Many drivers automatically renew their annual car insurance coverage without giving much thought to a very important question: Do you have enough auto insurance? Without careful analysis of your current situation, the age and value of your vehicle, and other factors, however, you could either be carrying too much or not enough auto insurance.

How do you know what’s enough, and what’s not? Here are some recommendations.

Collision Insurance

If you have an accident, collision insurance takes care of the cost of damage to your vehicle (after your deductible is met). If you still owe money on your car, your lender most likely requires that you carry collision coverage. Let’s say you own your car outright. You’ll still be wise to carry collision coverage to help you make repairs or get back some of its value if it’s totaled in an accident.

Collision coverage is probably the most costly part of your annual insurance premium.

On the other hand, if your car is free and clear and it’s old enough and has little cash value, you might consider reducing your premium by either raising your deductible or dropping collision coverage completely. The standard collision deductible is $500, but you can raise it to $1,000 or more, depending on your insurance carrier.

Comprehensive Coverage

While collision insurance pays for damage to your vehicle when you run into another vehicle or object, comprehensive coverage takes care of damage not the result of a traffic accident. Comprehensive coverage provides for damage due to things like fire, theft and vandalism.

Again, if you finance your car, your lender may require that you carry a certain level of comprehensive insurance.

Liability Insurance

Besides collision coverage, you definitely want to ensure that you take a good look at whether you have enough liability insurance. Why? Insurance experts say that the biggest risk you take getting behind the wheel is the potential damage that you could cause to another driver’s health or property.

How much is enough liability insurance?

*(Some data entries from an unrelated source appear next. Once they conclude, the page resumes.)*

Issue #2006, opened 2023-08-29
[BUG] Non-Null Columns Implicitly Interpreted As Invariant


emrowirshi:
#### Which Delta project/connector is this regarding?

- [x] Spark
- [ ] Standalone
- [ ] Flink
- [ ] Kernel
- [ ] Other (fill in here)

### Describe the problem
We have a table whose schema includes a non-nullable column (example below), and does not explicitly specify any invariants. This table is readable via Spark up until we set the reader version to 3 and the writer version to 7. At that point, reads fail because invariants are not listed in the protocol's writerFeatures, despite the fact that the table doesn't explicitly specify invariants (error code/stack below). Looking at the code, it appears that non-null constraints in the schema are being conflated with invariants, and are then failing a downstream check that if invariants are used, they must also be specified in writerFeatures.

#### Steps to reproduce

1. Publish log with non-nullable column, and without invariants:
```
{"protocol":{"minReaderVersion":1,"minWriterVersion":1}}
{"metaData":{"id":"92F69D3B-ECE2-494A-BD3F-9683AEE759D9","name":"LunchMenu","format":{"provider":"parquet","options":{}},"schemaString":"{\"type\":\"struct\",\"fields\":[{\"name\":\"Dish\",\"type\":\"string\",\"nullable\":false,\"metadata\":{}}]}","partitionColumns":[],"configuration":{}}}

```
2. Update the reader and writer versions.
`{"protocol":{"minReaderVersion":3,"minWriterVersion":7,"readerFeatures":["deletionVectors"],"writerFeatures":["deletionVectors"]}}`

3. Attempt to read the table.

#### Observed results

`DeltaTableFeatureException: Unable to operate on this table because the following table features are enabled in metadata but not listed in protocol: invariants.`

#### Expected results

The table should still be readable, as invariants are not used.

#### Further details

Loose code tracing below, just based on some initial digging in the implementation. 

This is the call which produces [InvariantsTableFeature](https://github.com/delta-io/delta/blob/9726f7f2e3922ecdbe4c3c9a0a1c11174193d14d/spark/src/main/scala/org/apache/spark/sql/delta/TableFeature.scala#L420).

And in the definition of [getFromSchema](https://github.com/delta-io/delta/blob/9726f7f2e3922ecdbe4c3c9a0a1c11174193d14d/spark/src/main/scala/org/apache/spark/sql/delta/constraints/Invariants.scala#L73), not null constraints are returned as invariants.

[...]

PR #2881, opened 2024-04-11
[Spark] Reject type changes on columns referenced by constraints/generated columns

johanl-db:
It is generally not safe to change the type of a column or field that is referenced by a CHECK constraint or a generated column. For example, some functions may produce different results depending on the input data type, e.g. `hash`.

This change adds checks to fail when the type of a column or field that is referenced by a CHECK constraint or a generated column is changed:
- using `ALTER TABLE t CHANGE COLUMN col TYPE type`.
- using schema evolution, in `ImplicitMetadataOperation.mergeSchema()`.

For the latter, a check for generated columns only was already in place in `SchemaMergingUtils.mergeSchemas`. That check is replaced in favor of the more generic check in `ImplicitMetadataOperation` which reuses existing logic already used to block column rename/drop in `ALTER TABLE`.

## How was this patch tested?
- Tests for rejecting type changes with CHECK constraints and generated columns added to `DeltaTypeWideningSuite`.
- Existing tests for rejecting type changes in `GeneratedColumnSuite` are extended.
- Tests covering the updated and newly added error classes are added to `DeltaErrorsSuite`

The type widening table feature isn't available publicly yet, this change isn't user-facing in that regard.
This change update the following error codes:
- `_LEGACY_ERROR_TEMP_DELTA_0004` -> `DELTA_CONSTRAINT_DEPENDENT_COLUMN_CHANGE`
- `_LEGACY_ERROR_TEMP_DELTA_0005` -> `DELTA_GENERATED_COLUMNS_DEPENDENT_COLUMN_CHANGE`
and introduced the following error code:
- `DELTA_CONSTRAINT_DATA_TYPE_MISMATCH`


spark/src/main/scala/org/apache/spark/sql/delta/commands/alterDeltaTableCommands.scala
```diff
@@ -775,6 +775,11 @@ case class AlterTableChangeColumnDeltaCommand(
       }
     }
 
+    if (originalField.dataType != newType) {
+      checkDependentExpressions(
+        spark, columnPath :+ columnName, txn.metadata, txn.protocol, "change")
```
olaky, line 780: Does alter not fit better here because it comes out of the alter table ... alter column command?

spark/src/main/resources/error/delta-error-classes.json
```diff
@@ -529,6 +529,21 @@
     ],
     "sqlState" : "42710"
   },
+  "DELTA_CONSTRAINT_DATA_TYPE_MISMATCH" : {
+    "message" : [
+      "Column <columnName> has data type <columnType> and cannot accept data type <dataType> because this column is referenced by the following check constraint(s):",
```
olaky, line 534: I assume the contraints can already be retrieved by the user and we are not introducing a way to read them now?

spark/src/main/scala/org/apache/spark/sql/delta/schema/ImplicitMetadataOperation.scala
```diff
@@ -206,25 +206,66 @@ object ImplicitMetadataOperation {
...
+          Constraints.findDependentConstraints(sparkSession, columnPath, newMetadata)
+        if (dependentConstraints.nonEmpty) {
+          throw DeltaErrors.constraintDataTypeMismatch(
+            columnPath,
+            currentField.dataType,
+            updateField.dataType,
+            dependentConstraints
+          )
+        }
+        // check if the column to change is referenced by any generated columns
```
olaky, line 257:
```suggestion
        // check if the field to change is referenced by any generated columns
```

spark/src/main/scala/org/apache/spark/sql/delta/schema/ImplicitMetadataOperation.scala
```diff
@@ -206,25 +206,66 @@ object ImplicitMetadataOperation {
...
+      // This condition is actually too strict, structs may be identified as changing because one
+      // of their field is changing even though that field isn't referenced by any constraint or
+      // generated column. This is intentional to keep the check simple and robust, esp. since it
+      // aligns with the historical behavior of this check.
+      if !SchemaMergingUtils.equalsIgnoreCaseAndCompatibleNullability(
+        currentField.dataType,
+        updateField.dataType
+      ) =>
+        val columnPath = fieldPath :+ currentField.name
+        // check if the column to change is referenced by check constraints
```
olaky, line 246:
```suggestion
        // check if the field to change is referenced by check constraints
```

spark/src/test/scala/org/apache/spark/sql/delta/DeltaTypeWideningSuite.scala
```diff
@@ -980,3 +983,241 @@ trait DeltaTypeWideningTableFeatureTests extends BeforeAndAfterEach {
...
+      sql("ALTER TABLE t CHANGE COLUMN a.y TYPE SMALLINT")
+      checkAnswer(sql("SELECT * FROM t"), Row(Row(2, 3)))
+    }
+  }
+
+  test(s"check constraint with type evolution") {
+    withTable("t") {
+      sql(s"CREATE TABLE t (a byte) USING DELTA")
+      sql("ALTER TABLE t ADD CONSTRAINT ck CHECK (hash(a) > 0)")
+      sql("INSERT INTO t VALUES (2)")
```
olaky, line 1039: Let's use a number above 127 to clearly show it will not be a TINYINT

olaky (approved):
Change looks good overall, just some smaller suggestions

spark/src/main/resources/error/delta-error-classes.json
johanl-db: You can display constraints e.g. using DESCRIBE DETAIL when you have SELECT permissions on a table so users already have access to that information (also another error already displays the constraints)

spark/src/main/scala/org/apache/spark/sql/delta/commands/alterDeltaTableCommands.scala
johanl-db: The syntax is `ALTER TABLE tableName (ALTER | CHANGE) COLUMN ..`, alter and change are both equally valid here

spark/src/test/scala/org/apache/spark/sql/delta/DeltaTypeWideningSuite.scala
johanl-db: Now using larger values after the type has been widened

spark/src/main/scala/org/apache/spark/sql/delta/schema/ImplicitMetadataOperation.scala
```diff
@@ -206,25 +206,68 @@ object ImplicitMetadataOperation {
...
+      // generated column. This is intentional to keep the check simple and robust, esp. since it
+      // aligns with the historical behavior of this check.
+      if !SchemaMergingUtils.equalsIgnoreCaseAndCompatibleNullability(
+        currentField.dataType,
+        updateField.dataType
+      ) =>
+        val columnPath = fieldPath :+ currentField.name
+        // check if the field to change is referenced by check constraints
+        val dependentConstraints =
+          Constraints.findDependentConstraints(sparkSession, columnPath, metadata)
```
tomvanbussel, line 248: This seems a bit inefficient. Won't this result in the constraints and generated columns being parsed over and over again? Probably not a big issue in practice though.

tomvanbussel (approved):
Nice! Just one comment.

spark/src/main/scala/org/apache/spark/sql/delta/schema/ImplicitMetadataOperation.scala
johanl-db: True but it allows unifying the checks we do here during schema evolution and the checks in ALTER TABLE so that both use the same helpers.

You’ll want to obtain at least $100,000 bodily injury liability coverage per person and $300,000 total. That’s because personal injuries are usually the most expensive part of an accident.

In addition, you should go for at least $50,000 in property damage coverage.

State Required Minimums Are Rarely Enough

Recognize that all states require motorists to carry a minimum amount of liability coverage. But if you only have the minimum coverage, this gap can leave you more likely to be targeted by lawsuits if you do become involved in a serious accident.

Personal Injury Protection

One portion of your auto insurance coverage that you might not need is personal injury protection. This is coverage that takes care of your injury-related expenses, health care, loss of income while you’re recovering from your injuries, and child care expenses. If you already have good health and disability insurance from your employer, you may not need personal injury protection coverage as part of your auto insurance policy.

Bottom line: It never makes sense to pay more for insurance than you need to, but if you don’t have enough and you need it, it’s too late to do anything about it. Take the time now to do a thorough analysis of your current coverage and make any necessary adjustments. You might also want to compare coverage with other insurance companies, and always ask for every available discount for which you may qualify.